:: TASK INSTRUCTIONS ::
Go through the data and tally the lines that include "once". The reply is that number alone.

:: Stored items ::
──────────────────────────────

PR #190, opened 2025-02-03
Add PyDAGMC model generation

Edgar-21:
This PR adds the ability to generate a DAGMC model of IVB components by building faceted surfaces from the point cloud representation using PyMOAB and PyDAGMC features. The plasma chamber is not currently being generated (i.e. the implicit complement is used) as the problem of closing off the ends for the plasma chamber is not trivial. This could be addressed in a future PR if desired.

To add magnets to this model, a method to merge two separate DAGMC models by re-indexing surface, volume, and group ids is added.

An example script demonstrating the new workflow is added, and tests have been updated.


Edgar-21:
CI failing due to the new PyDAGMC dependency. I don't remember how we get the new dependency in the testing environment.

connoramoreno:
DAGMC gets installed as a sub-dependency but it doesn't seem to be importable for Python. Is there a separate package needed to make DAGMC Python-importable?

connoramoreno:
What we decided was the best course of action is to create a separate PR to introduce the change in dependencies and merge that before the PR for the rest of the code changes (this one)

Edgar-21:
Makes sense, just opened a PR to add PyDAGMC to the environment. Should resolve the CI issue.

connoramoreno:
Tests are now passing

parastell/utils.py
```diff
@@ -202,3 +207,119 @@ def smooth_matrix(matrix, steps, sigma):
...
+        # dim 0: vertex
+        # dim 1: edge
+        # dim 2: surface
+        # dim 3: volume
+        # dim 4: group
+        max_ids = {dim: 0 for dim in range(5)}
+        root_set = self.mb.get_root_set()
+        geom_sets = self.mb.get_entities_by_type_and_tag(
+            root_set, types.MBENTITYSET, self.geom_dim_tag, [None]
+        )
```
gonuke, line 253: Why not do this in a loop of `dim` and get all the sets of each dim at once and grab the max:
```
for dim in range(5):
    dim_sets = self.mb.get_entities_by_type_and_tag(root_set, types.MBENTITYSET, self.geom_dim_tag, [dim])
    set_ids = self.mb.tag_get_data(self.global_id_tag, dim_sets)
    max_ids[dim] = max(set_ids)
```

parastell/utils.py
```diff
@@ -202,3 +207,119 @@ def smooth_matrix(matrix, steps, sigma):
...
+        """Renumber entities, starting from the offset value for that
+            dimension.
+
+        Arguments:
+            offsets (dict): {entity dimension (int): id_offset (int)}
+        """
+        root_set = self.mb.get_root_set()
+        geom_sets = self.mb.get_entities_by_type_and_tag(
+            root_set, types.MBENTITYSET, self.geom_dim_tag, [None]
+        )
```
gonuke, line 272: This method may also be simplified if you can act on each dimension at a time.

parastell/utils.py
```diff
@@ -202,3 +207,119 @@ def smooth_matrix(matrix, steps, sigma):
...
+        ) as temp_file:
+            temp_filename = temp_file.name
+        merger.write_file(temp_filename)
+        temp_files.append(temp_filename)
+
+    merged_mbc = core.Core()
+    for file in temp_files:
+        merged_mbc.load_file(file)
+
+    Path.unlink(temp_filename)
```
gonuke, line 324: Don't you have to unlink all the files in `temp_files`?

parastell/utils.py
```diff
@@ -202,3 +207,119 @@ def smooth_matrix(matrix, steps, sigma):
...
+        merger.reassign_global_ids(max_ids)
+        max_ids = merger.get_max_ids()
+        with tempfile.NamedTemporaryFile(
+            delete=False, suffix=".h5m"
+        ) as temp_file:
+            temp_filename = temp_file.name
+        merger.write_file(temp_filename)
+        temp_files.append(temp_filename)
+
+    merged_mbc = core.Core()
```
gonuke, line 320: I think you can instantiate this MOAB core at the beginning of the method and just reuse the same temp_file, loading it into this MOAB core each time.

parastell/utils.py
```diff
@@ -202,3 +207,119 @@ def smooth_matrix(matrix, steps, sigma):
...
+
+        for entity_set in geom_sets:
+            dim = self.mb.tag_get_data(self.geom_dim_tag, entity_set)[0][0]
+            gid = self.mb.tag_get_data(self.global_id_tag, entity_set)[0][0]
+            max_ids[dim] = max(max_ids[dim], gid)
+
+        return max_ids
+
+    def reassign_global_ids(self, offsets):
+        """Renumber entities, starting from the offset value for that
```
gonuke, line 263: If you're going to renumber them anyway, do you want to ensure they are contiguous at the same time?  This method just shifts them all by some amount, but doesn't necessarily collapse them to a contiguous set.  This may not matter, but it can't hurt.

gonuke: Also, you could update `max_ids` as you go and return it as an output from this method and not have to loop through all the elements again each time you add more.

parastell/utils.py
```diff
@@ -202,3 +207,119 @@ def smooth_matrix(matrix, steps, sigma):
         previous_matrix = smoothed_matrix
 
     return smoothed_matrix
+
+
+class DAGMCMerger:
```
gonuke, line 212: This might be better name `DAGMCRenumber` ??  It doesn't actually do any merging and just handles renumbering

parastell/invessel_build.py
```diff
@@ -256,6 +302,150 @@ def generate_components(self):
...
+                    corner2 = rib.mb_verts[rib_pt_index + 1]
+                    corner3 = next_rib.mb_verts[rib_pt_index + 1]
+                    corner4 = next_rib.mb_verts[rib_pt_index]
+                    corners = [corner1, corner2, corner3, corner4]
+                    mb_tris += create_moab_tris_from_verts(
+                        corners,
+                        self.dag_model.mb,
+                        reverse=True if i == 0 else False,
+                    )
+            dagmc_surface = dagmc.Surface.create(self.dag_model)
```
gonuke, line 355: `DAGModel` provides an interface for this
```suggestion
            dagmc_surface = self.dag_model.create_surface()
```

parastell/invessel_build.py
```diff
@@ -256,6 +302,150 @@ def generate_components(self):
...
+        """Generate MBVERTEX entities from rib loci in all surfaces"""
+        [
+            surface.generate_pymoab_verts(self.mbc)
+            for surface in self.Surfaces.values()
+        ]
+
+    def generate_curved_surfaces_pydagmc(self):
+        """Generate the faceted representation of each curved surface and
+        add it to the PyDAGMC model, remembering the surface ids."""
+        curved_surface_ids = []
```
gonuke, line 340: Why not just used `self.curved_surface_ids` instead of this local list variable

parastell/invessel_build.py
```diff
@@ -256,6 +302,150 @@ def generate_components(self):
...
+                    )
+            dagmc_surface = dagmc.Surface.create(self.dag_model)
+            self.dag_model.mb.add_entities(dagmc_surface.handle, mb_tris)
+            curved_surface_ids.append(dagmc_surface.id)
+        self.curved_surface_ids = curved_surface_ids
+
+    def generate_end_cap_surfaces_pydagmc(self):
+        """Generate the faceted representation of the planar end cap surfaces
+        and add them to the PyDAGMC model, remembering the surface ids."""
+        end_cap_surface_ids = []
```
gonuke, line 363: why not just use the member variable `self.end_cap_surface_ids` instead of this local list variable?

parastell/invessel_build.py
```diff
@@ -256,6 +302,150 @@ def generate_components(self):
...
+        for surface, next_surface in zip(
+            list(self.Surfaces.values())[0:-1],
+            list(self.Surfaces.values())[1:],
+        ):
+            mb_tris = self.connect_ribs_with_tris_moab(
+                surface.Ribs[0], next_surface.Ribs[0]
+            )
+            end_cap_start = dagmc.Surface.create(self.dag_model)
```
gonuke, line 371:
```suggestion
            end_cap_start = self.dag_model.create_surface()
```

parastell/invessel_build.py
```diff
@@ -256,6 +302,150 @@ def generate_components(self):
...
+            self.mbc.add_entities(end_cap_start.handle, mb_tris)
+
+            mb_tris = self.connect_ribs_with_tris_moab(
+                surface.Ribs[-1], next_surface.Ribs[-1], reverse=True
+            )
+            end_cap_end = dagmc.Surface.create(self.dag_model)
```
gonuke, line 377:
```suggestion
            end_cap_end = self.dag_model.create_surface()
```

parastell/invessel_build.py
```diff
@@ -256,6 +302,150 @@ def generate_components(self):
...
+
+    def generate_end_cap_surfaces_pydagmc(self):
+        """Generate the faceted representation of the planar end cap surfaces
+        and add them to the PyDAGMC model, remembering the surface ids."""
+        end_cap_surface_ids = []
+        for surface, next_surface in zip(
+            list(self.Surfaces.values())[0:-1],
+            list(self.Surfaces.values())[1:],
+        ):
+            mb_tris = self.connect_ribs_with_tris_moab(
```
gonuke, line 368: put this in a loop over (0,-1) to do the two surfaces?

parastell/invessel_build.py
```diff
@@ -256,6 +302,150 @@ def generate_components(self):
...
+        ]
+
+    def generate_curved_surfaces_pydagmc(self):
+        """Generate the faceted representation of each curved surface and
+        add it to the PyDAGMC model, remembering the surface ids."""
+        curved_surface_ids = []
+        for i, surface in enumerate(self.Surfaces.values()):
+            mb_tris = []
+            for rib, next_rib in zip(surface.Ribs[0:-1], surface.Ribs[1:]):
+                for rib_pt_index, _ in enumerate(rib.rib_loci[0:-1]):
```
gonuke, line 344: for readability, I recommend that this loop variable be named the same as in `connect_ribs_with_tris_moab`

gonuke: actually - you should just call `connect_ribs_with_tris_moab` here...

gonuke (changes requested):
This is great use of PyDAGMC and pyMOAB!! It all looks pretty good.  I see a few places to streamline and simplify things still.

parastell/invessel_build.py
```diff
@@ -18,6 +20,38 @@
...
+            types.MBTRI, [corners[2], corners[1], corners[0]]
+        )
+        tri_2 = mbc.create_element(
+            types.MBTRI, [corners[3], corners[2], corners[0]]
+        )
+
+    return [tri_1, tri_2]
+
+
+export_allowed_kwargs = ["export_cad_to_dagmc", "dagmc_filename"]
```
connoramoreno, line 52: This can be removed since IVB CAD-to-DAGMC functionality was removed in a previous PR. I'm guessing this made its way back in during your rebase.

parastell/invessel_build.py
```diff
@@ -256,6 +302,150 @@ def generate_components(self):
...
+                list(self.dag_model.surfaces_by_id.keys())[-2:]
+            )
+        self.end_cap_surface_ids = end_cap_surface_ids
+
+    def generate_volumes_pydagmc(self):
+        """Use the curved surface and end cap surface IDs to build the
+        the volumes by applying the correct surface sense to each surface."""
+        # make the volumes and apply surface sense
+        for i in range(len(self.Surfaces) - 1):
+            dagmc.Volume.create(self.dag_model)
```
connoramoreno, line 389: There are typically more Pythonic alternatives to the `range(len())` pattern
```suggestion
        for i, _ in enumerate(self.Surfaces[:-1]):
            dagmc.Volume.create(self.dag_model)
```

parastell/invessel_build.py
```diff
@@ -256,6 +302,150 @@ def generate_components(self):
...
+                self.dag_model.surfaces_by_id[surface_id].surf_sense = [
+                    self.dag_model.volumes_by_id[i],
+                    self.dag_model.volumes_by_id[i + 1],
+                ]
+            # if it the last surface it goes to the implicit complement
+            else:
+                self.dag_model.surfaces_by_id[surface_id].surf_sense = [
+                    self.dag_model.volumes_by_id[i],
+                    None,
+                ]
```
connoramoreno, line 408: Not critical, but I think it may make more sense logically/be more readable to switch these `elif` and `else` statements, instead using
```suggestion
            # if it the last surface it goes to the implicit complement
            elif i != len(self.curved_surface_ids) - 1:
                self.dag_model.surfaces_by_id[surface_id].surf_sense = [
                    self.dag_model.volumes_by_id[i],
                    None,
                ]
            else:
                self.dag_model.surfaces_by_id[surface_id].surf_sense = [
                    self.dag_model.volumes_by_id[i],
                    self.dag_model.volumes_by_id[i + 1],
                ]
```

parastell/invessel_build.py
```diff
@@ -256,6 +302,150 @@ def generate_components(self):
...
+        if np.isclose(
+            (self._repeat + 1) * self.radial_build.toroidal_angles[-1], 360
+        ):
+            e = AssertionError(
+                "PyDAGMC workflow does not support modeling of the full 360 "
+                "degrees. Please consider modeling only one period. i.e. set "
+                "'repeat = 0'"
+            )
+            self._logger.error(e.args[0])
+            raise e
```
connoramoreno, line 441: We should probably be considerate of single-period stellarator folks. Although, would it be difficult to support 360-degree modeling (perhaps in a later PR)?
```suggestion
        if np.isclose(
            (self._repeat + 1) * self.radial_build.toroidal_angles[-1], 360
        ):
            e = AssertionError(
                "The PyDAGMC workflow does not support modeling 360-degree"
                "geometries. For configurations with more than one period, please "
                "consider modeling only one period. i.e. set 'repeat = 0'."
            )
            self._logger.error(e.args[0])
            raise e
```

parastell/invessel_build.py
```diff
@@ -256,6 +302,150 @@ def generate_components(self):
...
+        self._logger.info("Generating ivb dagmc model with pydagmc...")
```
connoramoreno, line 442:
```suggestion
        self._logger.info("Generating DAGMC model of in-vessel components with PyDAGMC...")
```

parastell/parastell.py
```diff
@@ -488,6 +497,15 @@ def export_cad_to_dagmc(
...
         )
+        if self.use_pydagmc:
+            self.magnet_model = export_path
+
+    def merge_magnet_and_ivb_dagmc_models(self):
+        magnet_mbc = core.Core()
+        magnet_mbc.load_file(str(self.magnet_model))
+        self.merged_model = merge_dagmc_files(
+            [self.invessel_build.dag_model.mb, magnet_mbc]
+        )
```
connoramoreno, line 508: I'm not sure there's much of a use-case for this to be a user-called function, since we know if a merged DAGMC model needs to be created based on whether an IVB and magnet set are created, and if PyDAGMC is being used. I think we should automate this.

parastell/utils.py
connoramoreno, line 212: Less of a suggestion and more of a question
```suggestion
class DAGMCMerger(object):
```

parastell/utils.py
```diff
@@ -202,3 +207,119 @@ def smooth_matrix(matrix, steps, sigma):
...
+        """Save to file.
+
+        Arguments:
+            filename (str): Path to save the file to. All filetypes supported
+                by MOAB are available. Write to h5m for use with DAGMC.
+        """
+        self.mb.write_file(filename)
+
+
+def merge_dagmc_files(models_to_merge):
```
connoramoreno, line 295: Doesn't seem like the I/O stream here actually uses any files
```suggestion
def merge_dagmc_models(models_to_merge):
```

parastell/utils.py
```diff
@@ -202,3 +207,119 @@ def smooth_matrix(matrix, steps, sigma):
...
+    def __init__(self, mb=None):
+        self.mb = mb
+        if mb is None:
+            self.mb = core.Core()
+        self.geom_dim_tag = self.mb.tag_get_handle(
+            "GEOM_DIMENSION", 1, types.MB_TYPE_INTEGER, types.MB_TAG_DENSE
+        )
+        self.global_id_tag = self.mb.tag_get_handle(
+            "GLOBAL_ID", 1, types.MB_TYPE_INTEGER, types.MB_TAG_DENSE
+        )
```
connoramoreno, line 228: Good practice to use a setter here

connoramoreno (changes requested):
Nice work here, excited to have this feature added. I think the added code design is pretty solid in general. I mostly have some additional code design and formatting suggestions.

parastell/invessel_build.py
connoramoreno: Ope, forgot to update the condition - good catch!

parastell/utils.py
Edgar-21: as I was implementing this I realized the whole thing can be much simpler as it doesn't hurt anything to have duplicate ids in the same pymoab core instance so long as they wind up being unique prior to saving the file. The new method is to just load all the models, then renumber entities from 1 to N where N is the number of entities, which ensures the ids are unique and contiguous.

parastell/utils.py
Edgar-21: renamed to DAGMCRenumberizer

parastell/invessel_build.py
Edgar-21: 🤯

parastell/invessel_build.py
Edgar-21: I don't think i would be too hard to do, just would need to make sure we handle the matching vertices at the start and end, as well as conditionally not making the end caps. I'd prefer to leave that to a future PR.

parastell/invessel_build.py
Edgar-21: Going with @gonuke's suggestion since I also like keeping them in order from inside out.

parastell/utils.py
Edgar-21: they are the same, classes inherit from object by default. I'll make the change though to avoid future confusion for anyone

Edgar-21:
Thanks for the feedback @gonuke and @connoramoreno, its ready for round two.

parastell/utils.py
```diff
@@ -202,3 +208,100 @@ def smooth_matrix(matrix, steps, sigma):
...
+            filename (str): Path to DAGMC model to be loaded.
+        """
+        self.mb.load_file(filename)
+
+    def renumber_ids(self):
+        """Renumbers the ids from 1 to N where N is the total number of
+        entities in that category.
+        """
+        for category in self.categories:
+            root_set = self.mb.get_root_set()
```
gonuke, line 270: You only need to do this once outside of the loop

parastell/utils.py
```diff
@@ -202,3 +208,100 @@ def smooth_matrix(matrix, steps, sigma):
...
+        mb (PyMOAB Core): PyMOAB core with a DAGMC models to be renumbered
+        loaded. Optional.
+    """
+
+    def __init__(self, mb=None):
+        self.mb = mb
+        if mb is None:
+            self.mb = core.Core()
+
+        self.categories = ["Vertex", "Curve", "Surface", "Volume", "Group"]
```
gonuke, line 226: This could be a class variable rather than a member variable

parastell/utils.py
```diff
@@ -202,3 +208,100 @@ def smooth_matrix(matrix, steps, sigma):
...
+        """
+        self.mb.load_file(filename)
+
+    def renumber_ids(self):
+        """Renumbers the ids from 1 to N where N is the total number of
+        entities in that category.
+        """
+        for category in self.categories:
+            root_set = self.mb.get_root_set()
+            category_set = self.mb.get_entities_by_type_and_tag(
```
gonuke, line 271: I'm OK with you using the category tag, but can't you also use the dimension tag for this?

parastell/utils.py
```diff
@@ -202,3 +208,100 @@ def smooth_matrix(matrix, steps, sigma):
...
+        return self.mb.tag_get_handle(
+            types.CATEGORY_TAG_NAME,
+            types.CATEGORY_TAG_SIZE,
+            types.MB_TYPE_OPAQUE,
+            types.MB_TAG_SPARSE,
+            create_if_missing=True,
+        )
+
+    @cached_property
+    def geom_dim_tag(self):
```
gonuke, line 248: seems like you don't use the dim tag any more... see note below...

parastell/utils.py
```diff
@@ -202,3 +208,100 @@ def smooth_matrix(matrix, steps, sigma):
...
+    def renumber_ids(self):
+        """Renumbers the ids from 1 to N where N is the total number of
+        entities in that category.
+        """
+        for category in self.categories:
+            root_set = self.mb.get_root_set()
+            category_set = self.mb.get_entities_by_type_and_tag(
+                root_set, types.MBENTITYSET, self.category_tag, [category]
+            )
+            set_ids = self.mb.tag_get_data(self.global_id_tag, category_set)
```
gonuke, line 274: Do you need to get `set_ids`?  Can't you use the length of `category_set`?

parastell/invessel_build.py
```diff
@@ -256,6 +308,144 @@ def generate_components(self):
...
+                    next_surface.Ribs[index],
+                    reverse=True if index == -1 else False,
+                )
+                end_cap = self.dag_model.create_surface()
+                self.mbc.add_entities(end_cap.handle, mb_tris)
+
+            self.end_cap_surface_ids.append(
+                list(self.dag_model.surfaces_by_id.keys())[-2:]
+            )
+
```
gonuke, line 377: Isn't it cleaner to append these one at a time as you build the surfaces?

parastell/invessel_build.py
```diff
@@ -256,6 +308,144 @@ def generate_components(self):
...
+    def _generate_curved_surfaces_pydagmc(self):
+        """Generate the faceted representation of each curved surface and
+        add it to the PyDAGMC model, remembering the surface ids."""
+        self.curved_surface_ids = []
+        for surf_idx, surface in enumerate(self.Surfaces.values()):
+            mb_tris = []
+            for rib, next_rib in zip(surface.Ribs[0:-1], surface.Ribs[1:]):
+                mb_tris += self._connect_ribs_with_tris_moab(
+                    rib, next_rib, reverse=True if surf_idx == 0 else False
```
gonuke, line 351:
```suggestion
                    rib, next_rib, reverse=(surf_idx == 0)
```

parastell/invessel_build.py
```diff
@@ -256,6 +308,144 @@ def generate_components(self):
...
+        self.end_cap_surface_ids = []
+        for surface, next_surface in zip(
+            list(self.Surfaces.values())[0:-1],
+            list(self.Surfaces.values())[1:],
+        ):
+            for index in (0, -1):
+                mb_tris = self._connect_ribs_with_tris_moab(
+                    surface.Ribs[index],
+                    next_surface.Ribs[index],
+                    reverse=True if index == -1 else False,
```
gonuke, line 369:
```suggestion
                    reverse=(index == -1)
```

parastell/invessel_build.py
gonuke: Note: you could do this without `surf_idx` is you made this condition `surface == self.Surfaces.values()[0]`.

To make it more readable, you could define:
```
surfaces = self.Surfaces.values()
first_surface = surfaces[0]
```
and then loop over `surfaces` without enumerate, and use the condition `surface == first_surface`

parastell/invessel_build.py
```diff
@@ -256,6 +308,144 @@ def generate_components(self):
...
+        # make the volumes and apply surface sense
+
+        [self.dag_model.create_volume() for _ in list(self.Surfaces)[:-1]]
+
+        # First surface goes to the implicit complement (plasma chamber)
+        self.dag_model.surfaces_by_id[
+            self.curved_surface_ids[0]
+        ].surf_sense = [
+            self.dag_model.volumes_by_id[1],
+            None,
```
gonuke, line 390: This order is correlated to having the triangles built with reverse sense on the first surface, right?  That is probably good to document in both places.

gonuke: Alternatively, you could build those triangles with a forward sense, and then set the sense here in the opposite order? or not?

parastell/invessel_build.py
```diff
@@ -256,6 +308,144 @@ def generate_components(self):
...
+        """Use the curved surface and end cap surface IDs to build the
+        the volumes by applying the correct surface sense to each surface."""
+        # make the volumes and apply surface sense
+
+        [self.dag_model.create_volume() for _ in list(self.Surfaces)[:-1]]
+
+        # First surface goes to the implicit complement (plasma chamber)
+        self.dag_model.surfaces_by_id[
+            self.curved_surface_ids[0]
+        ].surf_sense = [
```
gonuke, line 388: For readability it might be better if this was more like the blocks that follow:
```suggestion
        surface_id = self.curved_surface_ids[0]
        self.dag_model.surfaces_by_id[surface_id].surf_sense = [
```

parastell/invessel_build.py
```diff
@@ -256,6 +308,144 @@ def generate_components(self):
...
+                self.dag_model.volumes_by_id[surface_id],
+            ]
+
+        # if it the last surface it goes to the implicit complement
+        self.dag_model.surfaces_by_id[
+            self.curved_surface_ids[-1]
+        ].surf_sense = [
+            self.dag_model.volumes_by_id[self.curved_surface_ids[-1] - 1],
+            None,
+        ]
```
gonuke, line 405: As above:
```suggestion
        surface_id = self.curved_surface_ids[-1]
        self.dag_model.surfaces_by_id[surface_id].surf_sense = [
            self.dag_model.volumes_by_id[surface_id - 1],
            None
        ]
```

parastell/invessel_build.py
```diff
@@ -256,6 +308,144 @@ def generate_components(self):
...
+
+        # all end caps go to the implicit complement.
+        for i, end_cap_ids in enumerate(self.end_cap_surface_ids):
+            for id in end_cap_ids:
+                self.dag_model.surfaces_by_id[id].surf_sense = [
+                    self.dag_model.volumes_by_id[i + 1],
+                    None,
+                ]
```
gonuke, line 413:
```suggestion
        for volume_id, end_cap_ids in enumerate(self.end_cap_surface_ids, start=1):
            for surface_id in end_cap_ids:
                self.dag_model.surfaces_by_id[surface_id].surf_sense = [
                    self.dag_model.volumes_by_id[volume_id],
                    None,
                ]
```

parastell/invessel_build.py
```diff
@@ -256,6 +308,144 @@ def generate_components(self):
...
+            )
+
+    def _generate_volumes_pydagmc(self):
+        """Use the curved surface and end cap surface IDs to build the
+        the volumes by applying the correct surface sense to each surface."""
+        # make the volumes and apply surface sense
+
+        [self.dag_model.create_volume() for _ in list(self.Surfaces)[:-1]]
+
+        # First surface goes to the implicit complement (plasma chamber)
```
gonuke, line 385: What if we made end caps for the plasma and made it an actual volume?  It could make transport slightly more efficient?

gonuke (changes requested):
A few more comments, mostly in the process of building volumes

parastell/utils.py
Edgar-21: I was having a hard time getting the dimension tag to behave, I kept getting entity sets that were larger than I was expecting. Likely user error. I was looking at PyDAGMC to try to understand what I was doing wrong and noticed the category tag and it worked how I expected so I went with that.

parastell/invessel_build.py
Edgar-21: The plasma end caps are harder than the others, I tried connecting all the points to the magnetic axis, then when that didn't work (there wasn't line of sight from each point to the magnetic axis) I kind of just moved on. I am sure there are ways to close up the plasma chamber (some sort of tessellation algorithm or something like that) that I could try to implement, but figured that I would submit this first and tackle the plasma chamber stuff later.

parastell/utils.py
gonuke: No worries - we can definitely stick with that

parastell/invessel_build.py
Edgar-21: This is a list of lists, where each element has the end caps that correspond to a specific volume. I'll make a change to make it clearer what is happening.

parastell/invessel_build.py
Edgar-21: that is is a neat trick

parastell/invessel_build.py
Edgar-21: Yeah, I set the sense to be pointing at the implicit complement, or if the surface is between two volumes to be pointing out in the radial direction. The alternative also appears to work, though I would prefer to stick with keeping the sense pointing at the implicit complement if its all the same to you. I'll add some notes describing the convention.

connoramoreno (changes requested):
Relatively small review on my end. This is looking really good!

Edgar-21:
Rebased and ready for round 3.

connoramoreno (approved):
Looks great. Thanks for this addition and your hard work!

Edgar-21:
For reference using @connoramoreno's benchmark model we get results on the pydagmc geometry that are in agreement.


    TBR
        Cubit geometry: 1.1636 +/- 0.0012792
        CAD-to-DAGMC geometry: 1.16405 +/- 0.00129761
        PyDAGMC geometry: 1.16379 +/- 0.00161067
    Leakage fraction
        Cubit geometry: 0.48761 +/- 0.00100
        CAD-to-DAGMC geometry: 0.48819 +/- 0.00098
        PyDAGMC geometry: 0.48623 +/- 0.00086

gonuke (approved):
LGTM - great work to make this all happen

──────────────────────────────

:: EXERCISE RESPONSE ::
2